This whole discussion is so roundabout. But I can’t seem to disengage. My mind is telling me noooooo, but my body, my body is telling me yeeeeees.

This whole debate started because I made the point that nothing justifies the invasion. Mciahel commented that doesn’t justify it but Russia was provoked. I firstly don’t understand that. The argument is you can’t solely blame Russia for the lead up to the war but you can after they invaded. I mean, wtf does that mean? The invasion only happened because of something which means the two are linked. Please tell me if I’m being stupid but how can you say NATO bares responsibility for provoking Russia but then say Russia can only be blamed post invasion? And in both cases the invasion isn’t justified? I just don’t get it.
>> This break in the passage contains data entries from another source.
PR #3124, opened 2023-07-30
Update ko_KP.xml

Avstraliya:
Added Germany and Russia in the Pyongyang Korean xml

CLDR-_____

ALLOW_MANY_COMMITS=true


AEApple:
Needs a CLDR ticket with justification per https://github.com/unicode-org/cldr/blob/main/docs/requesting_changes.md

PR #3127, opened 2023-07-31
CLDR-16848 fix bulk import

srl295:
- use negative lookbehind in split to preserve slashes in attributes

Example:

//ldml/dates/timeZoneNames/zone[@type="America/Guyana"]/exemplarCity

CLDR-16848

ALLOW_MANY_COMMITS=true


srl295:
@AEApple reports this fixes the issue.

macchiati (approved):

PR #3133, opened 2023-08-01
CLDR-16807 vetting viewer for unaffiliated TC+ gets all locales

srl295:
- to allow error counts for all locales

CLDR-16807

ALLOW_MANY_COMMITS=true


srl295:
takes an extremely long time

srl295:
Mark pointed out that we could _skip_ TC and HC locales

PR #3134, opened 2023-08-01
CLDR-16851 more unit systems

macchiati:
CLDR-16851

- Added the new systems (si_acceptable, metric_adjacent, astronomical, person_age, prefixable), and reordered

common/supplemental/units.xml

- Added the systems as appropriate. There is a worksheet in https://docs.google.com/spreadsheets/d/1V2uSCqvAKdPFgrfw9ahgEYX5V5_pcFgUwI6kGaAR8vk/edit#gid=909900283 with changes that were refined over the course of doing the ticket. 
- Column M was used to eliminate some si measures from being prefixable.
- There was a fix to the conversion factor for steradian

tools/cldr-code/src/main/java/org/unicode/cldr/test/BestMinimalPairSamples.java

- Change the logic to intersect with the si & metric (and variants)

- Added utility for approximatelyEqual

- Changed sourceToSystems to use the enum UnitSystem
- Added the values to UnitSystem
- Added a utility for resolving units
- Change SiOrMetric to encompass (mostly) the old values, to make the best examples computed for minimal pairs be more or less what they were.

tools/cldr-code/src/main/resources/org/unicode/cldr/util/data/external/nistAcceptedUnits.txt

- Added this file from NIST to get the SI-acceptable units from them.

tools/cldr-code/src/test/java/org/unicode/cldr/unittest/ExternalUnitConversionData.java

- Rationalized the structure of this to move all the NIST-related gorp into tools/cldr-code/src/test/java/org/unicode/cldr/unittest/NistUnits.java

tools/cldr-code/src/test/java/org/unicode/cldr/unittest/GenerateNewUnits.java

- Expanded this into a better tool for looking at CLDR vs NIST units

tools/cldr-code/src/test/java/org/unicode/cldr/unittest/NistUnits.java

- Moved other code here, and rationalized.
- Now also reads the nistAcceptedUnits.txt file

- Added testUnitSystems()
- Some other cleanup

ALLOW_MANY_COMMITS=true

### DIFF
--- a/tools/cldr-code/src/main/resources/org/unicode/cldr/util/data/external/nistAcceptedUnits.txt
+++ b/tools/cldr-code/src/main/resources/org/unicode/cldr/util/data/external/nistAcceptedUnits.txt
@@ -1,4 +1,4 @@
-# From https://www.nist.gov/pml/special-publication-811/nist-guide-si-chapter-4-two-classes-si-units-and-si-prefixes
+# From https://www.nist.gov/pml/special-publication-811/nist-guide-si-chapter-5-units-outside-si
 
 # The term "acceptable units," which is introduced in this Guide for convenience, is used to mean the SI units plus 
 # (a) those non-SI units accepted for use with the SI (see Tables 6 - 9); and 
--- a/tools/cldr-code/src/main/resources/org/unicode/cldr/util/data/external/nistAcceptedUnits.txt
+++ b/tools/cldr-code/src/main/resources/org/unicode/cldr/util/data/external/nistAcceptedUnits.txt
@@ -1,0 +1,69 @@
+# From https://www.nist.gov/pml/special-publication-811/nist-guide-si-chapter-4-two-classes-si-units-and-si-prefixes
+
+# The term "acceptable units," which is introduced in this Guide for convenience, is used to mean the SI units plus 
+# (a) those non-SI units accepted for use with the SI (see Tables 6 - 9); and 
+# (b) appropriate multiples and submultiples of such accepted non-SI units.
+
+# Modifications
+
+# minute—time, etc => minute
+# degree—plane angle(a) => degree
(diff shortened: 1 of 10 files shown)


macchiati:
Let me know if you need more details about the changes.

tools/cldr-code/src/main/resources/org/unicode/cldr/util/data/external/nistAcceptedUnits.txt
```diff
@@ -0,0 +1,69 @@
+# From https://www.nist.gov/pml/special-publication-811/nist-guide-si-chapter-5-units-outside-si
```
srl295, line 1: is this something we need a BRS to keep up to date?

tools/cldr-code/src/test/java/org/unicode/cldr/unittest/NistUnits.java
```diff
@@ -27,36 +31,139 @@
...
+            Multimap<String, String> _idChanges,
+            Set<String> _skipping,
+            Map<String, ExternalUnitConversionData> _unitToData,
+            Set<String> _siAcceptable) {
         try {
-            Multimap<String, String> _idChanges = LinkedHashMultimap.create();
-            Set<String> _skipping = new LinkedHashSet<>();
+            // Get the SI acceptable units
+            // Unfortunately, this page has inconsistent formats, so we just mine it for
+            // the systems
```
srl295, line 123: might be good feedback…

srl295 (approved):

tools/cldr-code/src/test/java/org/unicode/cldr/unittest/NistUnits.java
macchiati: Not sure how to get it to them... Ideas?

PR #3135, opened 2023-08-01
CLDR-14316 doc: document SurveyTool setup

srl295:
CLDR-14213

ALLOW_MANY_COMMITS=true

### DIFF
--- a/tools/cldr-apps/README.md
+++ b/tools/cldr-apps/README.md
@@ -6,17 +6,49 @@ The `cldr-apps` subproject builds `cldr-apps.war` which contains the Survey Tool
 packaged for deployment. The Survey Tool is used to collect and confirm translations
 for CLDR.
 
+
+## DB setup
+
+- Setup MySQL or MariaDB
+- Create a database (schema), named `cldrdb` with codepage `latin1` and collation `latin1_bin` (Yes, ironic)
+
+```sql
+CREATE SCHEMA `cldrdb` DEFAULT CHARACTER SET latin1 COLLATE latin1_bin ;
+```
+
+- Create a user `surveytool`
+
+```sql
+create user 'surveytool'@'localhost' IDENTIFIED BY 'your_strong_password';
+```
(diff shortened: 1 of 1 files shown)


srl295:
wip…

btangmu:
see also: https://docs.google.com/document/d/1wkJsoQXPcGN_dlCzXzwhfjQoq9Mes7VezIRmNrHWV8c/edit

srl295:
@btangmu I'm planning to leave this open until after the merge (no reason to put it into 44)

srl295:
@btangmu I'd like to merge this in v45  so moving out of draft

srl295:
@btangmu PTAL.  If this is an improvement let's merge it otherwise let me know what you'd like to see.  You had asked about logging for example.

btangmu (approved):
LGTM -- FYI my own local setup has "root" instead of "surveytool" for the mysql user -- the username doesn't matter as long as you're consistent

also, I always import an existing db from a dump/backup rather than creating a new db, and that might be worthwhile to suggest as an alternative in this doc

My server.env also has these two lines:

WLP_DEBUG_SUSPEND=n
WLP_DEBUG_ADDRESS=7777

-- I'm not sure if they're needed, and I don't remember when/why I added them

A link to this doc might also be helpful here, even though it's also outdated: https://docs.google.com/document/d/1wkJsoQXPcGN_dlCzXzwhfjQoq9Mes7VezIRmNrHWV8c/edit#heading=h.ozmz4163qnxu

srl295:
you can run it as root, but i wouldn't recommend it.  particularly, we might miss if a SQL action requires elevated privileges. some of the forum report code manipulates stored procedures for example.

is that document owned by the U+CLDR-TC drive? If not would you consider moving it there?

I don't know what the suspend is, but https://www.ibm.com/docs/en/was-liberty/core?topic=liberty-customizing-environment says that 7777 is the default port.

PR #3140, opened 2023-08-01
CLDR-16945 BRS v44: fix unit tests

srl295:
CLDR-16945

ALLOW_MANY_COMMITS=true

### DIFF
--- a/tools/cldr-code/src/test/java/org/unicode/cldr/unittest/TestAnnotations.java
+++ b/tools/cldr-code/src/test/java/org/unicode/cldr/unittest/TestAnnotations.java
@@ -272,6 +272,10 @@ public class TestAnnotations extends TestFmwkPlus {
     }
 
     public void TestUniqueness() {
+        if (logKnownIssue(
+                "CLDR-16947", "skip duplicate TestUniqueness in favor of CheckDisplayCollisions")) {
+            return;
+        }
         Set<String> locales = new TreeSet<>();
         locales.add("en");
         locales.addAll(Annotations.getAvailable());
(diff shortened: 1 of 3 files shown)


tools/cldr-code/src/test/java/org/unicode/cldr/unittest/TestAnnotations.java
```diff
@@ -272,6 +272,9 @@ public void TestCategories() {
     }
 
     public void TestUniqueness() {
+        if (logKnownIssue("CLDR-16945", "skip duplicate TestUniqueness in favor of CheckDisplayCollisions")) {
+            return;
+        }
```
srl295, line 277: @macchiati this test seems to just duplicate CheckDisplayCollisions, so disabled for now.

pedberg-icu (approved):

tools/cldr-code/src/test/java/org/unicode/cldr/unittest/TestAnnotations.java
srl295: CLDR-16947 to track

macchiati: I think these were added because the CheckDisplayCollisions wasn’t catching them; so don’t delete them until we can check.

srl295: @macchiati it's not deleted, just logKnownIssue skipped so we can make progress. Unit test failures block seeing any ConsoleCheck results, currently.

PR #3192, opened 2023-08-16
CLDR-16995 Add space between variable $IPA_CONSONANT and combining mark

pedberg-icu:
CLDR-16995

In the new fa-fa_FONIPA transform, one usage of the new variable $IPA_CONSONANT was immediately followed by a combining mark U+0651, so that combination was interpreted as a single undefined variable name. Just added a space to separate the U+0651

ALLOW_MANY_COMMITS=true


srl295:
Need a ticket for next time to catch this in CLDR

macchiati (approved):

macchiati:
What we need is to catch when a variable is undefined (in this case [$IPA_CONSONANT and combining mark](https://github.com/unicode-org/cldr/pull/3192/commits/e8694aead04dc0505ef500a4cf3ff685d76eacc5)).

PR #3193, opened 2023-08-16
CLDR-16831 update FileReaders (used by CLDRModify -fk) to take paths

srl295:
- CLDRModify -fk has a -k option which takes a path relative to a class
- update FileReaders so that if the path starts with a slash (/), it's interpreted as a normal absolute file path

CLDR-16831

ALLOW_MANY_COMMITS=true

This way the cldrmodify input doesn't need to be in the repo

### DIFF
--- a/tools/cldr-code/src/main/java/org/unicode/cldr/util/FileReaders.java
+++ b/tools/cldr-code/src/main/java/org/unicode/cldr/util/FileReaders.java
@@ -23,7 +23,22 @@ public class FileReaders {
         return openFile(class1, file, StandardCharsets.UTF_8);
     }
 
+    /**
+     * @param file path of file relative to class1, or, absolute file if starts with `/`
+     * @return
+     */
     public static BufferedReader openFile(Class<?> class1, String file, Charset charset) {
+        if (charset == null) {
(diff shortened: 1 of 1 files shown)


srl295:
useful locally but breaks other things. I'll revisit.

tools/cldr-code/src/main/java/org/unicode/cldr/util/FileReaders.java
```diff
@@ -23,7 +23,22 @@ public static BufferedReader openFile(Class<?> class1, String file) {
...
     public static BufferedReader openFile(Class<?> class1, String file, Charset charset) {
+        if (charset == null) {
+            charset = StandardCharsets.UTF_8;
+        }
+        if (file.startsWith("/")) {
+            try {
+                return new BufferedReader(
+                        new InputStreamReader(new FileInputStream(file), charset), 1024 * 64);
+            } catch (FileNotFoundException e) {
+                throw new IllegalArgumentException("Could not open file " + file, e);
```
macchiati, line 39: Minor, but should probably be UncheckedIOException(...) // I think that's the name
Otherwise looks good.

PR #3199, opened 2023-08-17
CLDR-17003 fix the currency formats unit pattern

macchiati:
CLDR-17003

Uses CLDRModify -fk to make the changes. There is also a minor tool change to SearchXML, so that the search can be restricted to only locales inheriting directly from root.

ALLOW_MANY_COMMITS=true


macchiati:
Ping

srl295 (approved):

Anyway, the argument I already don’t get moved then on the understanding what provoking means. Which we seem to have established is Ukraine seeking NATO membership (somehow NATO provoking) and NATO militarisation of Ukraine (which was a result of Ukraine’s choice to want to join NATO). We’ve also established Russia is concerned about nukes in Ukraine (but hang on, there’s already nukes on its border by other NATO countries, no guarantee NATO would put nukes in Ukraine, and the whole debate is superfluous anyway because having a nuke in Ukraine would not make Russia any more unsafe than it already is - unless we try and frame it in 1960 nuclear technology). And finally, we talk about spheres of influence and that’s why Russia cares, because that makes it somehow better and more appropriate for them to invade Ukraine.

All in all, a total mess. All to somehow frame NATO and the US as “partially responsible” for this invasion.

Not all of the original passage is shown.